EdtechX Holdings Acquisition Corp. II (NASDAQ: EDTXU), the edtech-focused SPAC, will use a pioneering methodology to evaluate the ESG credentials of potential target businesses in the edtech space.
The proprietary methodology, one of the first of its kind in the edtech sector, has been developed by EdtechX Holdings (EdtechX), a leading European edtech investment platform, and specialist education technology investment bank, IBIS Capital. The methodology examines seven ESG metrics material to the edtech sector including factors such as reach and affordability, efficacy of education or training, responsible selling and marketing practices, customer privacy and data security among others.

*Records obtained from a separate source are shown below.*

PR #3839, opened 2025-07-23
LF-3134: Cleaning tasks not updating null values on task complete

SayakaOno:
**Description**

This PR fixes an issue where null values were not being added (e.g. product-related fields in cleaning and pest control tasks) to the DB on task completion. The major cause was the frontend not sending null values. The backend has also been updated to accept them.

Details:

Key performance indicators within each edtech-specific category, such as the number of students enrolled (including those enrolled from underserved geographies and low-income households), course completion rates and job-placement rates, help investors to accurately assess the efficacy of ESG initiatives and the strengths, weaknesses, and risks of potential investments in the sector.
EdtechX and IBIS Capital hope its comprehensive methodology will also help edtech companies assess their own ESG criteria and performance, as well as assisting the rising number of generalist investors seeking to enter the space. EdtechX Holdings Acquisition Corp. II will be the first SPAC to evaluate potential investments in this way, with the aim of attracting impact investors to the edtech industry.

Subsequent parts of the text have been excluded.